PR #13139, opened 2022-09-13
[Swift] Add support Swift 5.7 Release

shahmishal:


shahmishal:
@yosifkit @tianon Can you help merge this PR? Thanks!

library/swift
```diff
@@ -7,39 +7,83 @@ GitRepo: https://github.com/apple/swift-docker.git
 GitFetch: refs/heads/main
 
 
-Tags: 5.6.3, 5.6, 5.6.3-bionic, 5.6-bionic, bionic, latest
+Tags: 5.7.0, 5.7, 5.7.0-jammy, 5.7-jammy, jammy, latest
+GitCommit: 5d771d72823df0d2cd97692298efa20349ed2c9c
+Directory: 5.7/ubuntu/22.04
```
yosifkit, line 12: From the Dockerfile (and `jammy-slim` too), it seems like this version is missing `Architectures: amd64, arm64v8`. Is this version supposed to also have an `arm64v8` build?

shahmishal: Good catch: https://github.com/docker-library/official-images/pull/13145

PR #13150, opened 2022-09-14
hitch: fix the version overwrite

gquintard:
forgot to update the `populate.sh` script, so the image was updated, but not the tags. This is a hand-crafted file that should give the new image the correct tag, but also give back the `1.7.2` tags a proper image


tianon:
Oops :sweat_smile:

* YOUR GOAL: Your task is to find every line above containing the word "yosifkit" and copy it.

* EXPECTED ANSWER:
@yosifkit @tianon Can you help merge this PR? Thanks!
yosifkit, line 12: From the Dockerfile (and `jammy-slim` too), it seems like this version is missing `Architectures: amd64, arm64v8`. Is this version supposed to also have an `arm64v8` build?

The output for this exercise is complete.